Friday, January 27, 2017

New York Times on Trump's Book "The Art of the Deal": "Makes One Believe in the American Dream Again"


When Trump's book The Art of the Deal was published in the 1980s, the New York Times said of the book: "Trump makes one believe for a moment in the American dream again."

From the New York Times:

He describes his major deals - the West Side train yards he bought from Penn Central, the building of the Grand Hyatt Hotel on East 42d Street, Trump Tower, Trump Parc, his Atlantic City properties, his involvement in the United States Football League and his rescue of the Wollman Rink in Central Park. 
Mr. Trump makes it all sound so simple.

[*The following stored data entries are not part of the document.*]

PR #1970, opened 2024-07-05
Strict class parameters - proto edition

freider:
Alternative implementation of #1968 using a simple proto schema instead of cbor2 to encode the parameters.

As long as we are confident the encoded payload will be deterministic, this would be a pretty clean solution IMO as it enforces types harder in the serialization layer than cbor2.

----

# Updated PR description from  #1968

In "strict" parameter mode, class parameterization change behavior in the following ways:
* `serialized_params` use the new proto serialization format
* We set `class_parameter_format=PARAM_SERIALIZATION_FORMAT_PROTO` on the `Function` definition to indicate the serialization protocol to be used
* We set `class_parameter_schema` (see proto for format) on the `Function` definition defining the schema of the parameters of the class (names and types for now)

## Reasoning behind `class_parameter_schema`:
The stored `class_parameter_schema` is useful/necessary for three main reasons:
* Web endpoint parameterization will need yet another (de)serialization format (not implemented here) - one that goes from query parameters (strings) to a proto native representation of each field. Since query parameters are untyped strings, we'd need some kind of type information to support typed arguments with web endpoint parameterization.
* We can potentially use the schema to hydrate class instances in the client in a way that lets us error out sooner in case of bad arguments to a class constructor (wrong arguments, types etc.). Today these sort of errors don't appear until the launched container starts up and the constructor is actually called (could be considered both bug and feature...)

## Feature flag
This new feature is currently gated behind the `MODAL_STRICT_PARAMETERS=1` env var and uses the existing class constructor logic but with signature inspection.

When we actually release this to users (when the backend support for web parameterization is live) an idea is to instead activate strict parameters when users use a new kind of dataclass-inspired schema (which has other benefits!), and keep the unstrict behavior of custom constructors, to not break any existing user code.

Note that this is not part of this PR, just an example of how we'd introduce this in a non-breaking way:
```
@app.cls()
class Foo:
    a: int [= parameter(default=123)]  # 
    b: int = field(init=False)  # non-parameter annotation, stuff that's set in @enter methods etc.
```

The above syntax would let us use `typing.dataclass_transform()` to get good editor support for our classes even without explicit constructors 🤓


modal/_utils/function_utils.py
```diff
@@ -198,6 +198,31 @@ def get_globals(self) -> Dict[str, Any]:
         f_globals = {k: func.__globals__[k] for k in f_globals_ref if k in func.__globals__}
         return f_globals
 
+    def class_parameter_format(self) -> "api_pb2.Function.ParameterSerializationFormat.ValueType":
+        if not self.user_cls:
+            return api_pb2.Function.PARAM_SERIALIZATION_FORMAT_UNSPECIFIED
+
+        if os.environ.get("MODAL_STRICT_PARAMETERS"):
```
mwaskom, line 205: Should we be accessing this via the `config` singleton instead of grabbing the environment variable directly? Also I think that as written this will enter the block when you did

```
MODAL_STRICT_PARAMETERS=0 modal run ...
```

which previously caused some issues — I think the config module has some code to handle it as expected.

modal/functions.py
```diff
@@ -306,6 +306,9 @@ class _Function(_Object, type_prefix="fu"):
     #  this references the parent class-function and is used to infer the client for lazy-loaded methods
     _parent: Optional["_Function"] = None
 
+    _class_parameter_format: Optional["api_pb2.Function.ParameterSerializationFormat.ValueType"] = None
```
mwaskom, line 309: j/w but why is a forward reference for the type annotation needed here?

modal/functions.py
```diff
@@ -890,7 +895,14 @@ async def _load(self: _Function, resolver: Resolver, existing_object_id: Optiona
                     f"The {identity} has not been hydrated with the metadata it needs to run on Modal{reason}."
                 )
             assert self._parent._client.stub
-            serialized_params = serialize((args, kwargs))
+            if self._parent._class_parameter_format == api_pb2.Function.PARAM_SERIALIZATION_FORMAT_PROTO:
+                assert self._parent._class_parameter_schema is not None
+                if args:
+                    # TODO(elias) - We could potentially fix this if we want to...
+                    raise ValueError("Can't use positional arguments with strict parameter classes")
```
mwaskom, line 902: or `modal.InvalidError`?

modal/functions.py
```diff
@@ -1070,6 +1082,8 @@ def _hydrate_metadata(self, metadata: Optional[Message]):
         self._is_method = metadata.is_method
         self._use_function_id = metadata.use_function_id
         self._use_method_name = metadata.use_method_name
+        self._class_parameter_format = metadata.class_parameter_format
+        self._class_parameter_schema = list(metadata.class_parameter_schema)
```
mwaskom, line 1086: j/w but what type is `metadata.class_parameter_schema` before you cast it to a list? I couldn't figure it out.

modal_proto/api.proto
```diff
@@ -1147,6 +1164,25 @@ message FunctionOptions {
   bool replace_secret_ids = 12;
 }
 
+
+message FunctionParameter {
+  string name = 1;
+  FunctionParameterType type = 2;
+}
```
mwaskom, line 1171: I am just continuing to be annoying about this, but the terminology here remains really confusing — "FunctionParameter" is actually a constructor parameter for a modal Cls, not one of the parameters of a modal Function, yeow.

mwaskom (approved):
One thing I don't fully understand — what's "strict" about the params here? That they need to have type annotations in the modal class constructor?

modal/_utils/function_utils.py
freider: My thought was that this option is "internal"/"experimental" and not something we want to expose to end users, and will remove before the feature goes live, so it shouldn't matter too much, but yeah it might still be better to put in the config I guess, to prevent foot guns by us internally :)

modal/functions.py
freider: I haven't fully investigated why, but there are runtime errors for the proto enum `.ValueType` in Python 3.8 (we usually just type them as `int` and add a comment, but I think this is nicer)

modal/functions.py
freider: It's some `protobuf.RepeatedYadaYada`... I made the cast to satisfy some weird mypy check

modal_proto/api.proto
freider: Yeah I can totally see how this is confusing 😬 We could rename this ClassParameter if that makes more sense? In Modal terminology I guess the parameters of the function would be "arguments".

I think I've intermixed class_parameter and function_parameter a bit in naming as a consequence of it being called `serialized_params` and being an attribute of a `Function`, although the (backend) Function syntactically is exposed as a `class` in the SDK.

freider:
> One thing I don't fully understand — what's "strict" about the params here? That they need to have type annotations in the modal class constructor?

Strict as in strictly typed in some sense, and that they (for now) only allow `int` and `str` types.

A somewhat unintended (positive) side effect of this mode is that it enforces the right arguments and types are supplied already at the call site, avoiding launch of containers with invalid params.
The old "mode" just happily let you instantiate the class with whatever `*args, **kwargs` you wanted and it wouldn't actually explode until your already newly launched container tried to supply those to the underlying class.

modal/functions.py
mwaskom: Oh cool, nice to know that this works.

modal/_utils/function_utils.py
mwaskom: I could be wrong, but I don't think having them in the config makes them all that exposed to end-users; mainly it would show up in modal config show`? But a lot of the other params there have an internal-only flavor already IMO.

mwaskom:
> A somewhat unintended (positive) side effect of this mode is that it enforces the right arguments and types are supplied already at the call site, avoiding launch of containers with invalid params.

Yeah that's a plus!

modal_proto/api.proto
freider: Did a rename pass on the PR now:
`FunctionParameter -> ClassParameterSpec`   (making it clearer this is part of the schema and not a value of a parameter)
`FunctionParameterSet -> ClassParameterSet`
`FunctionParameterValue -> ClassParameterValue`

freider: Made another pass to bundle up the `repeated ClassParameterSpec` + ParameterSerializationFormat into a `ClassParameterInfo` since they are always used together (good that proto allows us to rename thihngs later...)

PR #1971, opened 2024-07-05
Pending deprecation warning for `App.spawn_sandbox`

erikbern:
Will deprecate it for real shortly, will update docs first though


erikbern:
@prbot approve

PR #1974, opened 2024-07-05
Deprecate old syntax, switch unit tests to new syntax

erikbern:
This is a 3 liner app code, but lots of test changes


erikbern:
Running into some nontrivial issues launching sandboxes from within containers, will revisit later

erikbern:
@prbot approve

PR #1979, opened 2024-07-05
Add max_batch_inputs and block_duration to message Function

cathyzbn:
## Describe your changes

Protoc changes to to support batching

---


modal_proto/api.proto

Think big. Be persistent. Maximize your options. Have fun. 
Oddly enough, Mr. Trump's display of ego is not offensive to the reader. As one reads along, one takes inventory of certain qualities one might dislike about him, or at least the version of these qualities that appear in this book. He's more interested in the rich element of Manhattan than he is in the poor. He prefers new money to old. He lacks refined taste. He was unpleasant when young - a cocky, aggressive cutup who had to be sent to military school to learn discipline. 
Yet for none of these qualities can you really blame Mr. Trump. He is the first to call attention to them. He makes no pretense to the contrary. He is proud to be at play in the fields of American free enterprise, looking for every loophole in the law and edge on his competitors he can possibly get. 
He writes, ''I always take calls from my kids, no matter what I'm doing,'' as if this somehow made him remarkable. In a similarly patronizing vein, he observes of a woman who works for him: ''I like to tell her that she must be a very tough woman to live with. The truth is I get a great kick out of her.'' 
Yet such lapses are few and far between. 
The more important fact is that he arouses one's sense of wonder at the imagination and self-invention it must have taken to leap from his father's shoulders and reach for the deals that he did. Jay Gatsby lives, without romance and without the usual tragic flaws. The secret really seems to be hard work, thorough preparation, detailed knowledge, careful planning, tight organization, strong leadership, dogged persistence, controlled energy, good instincts and the genetic ability to deal. 
Mr. Trump makes one believe for a moment in the American dream again. 
It's like a fairy tale.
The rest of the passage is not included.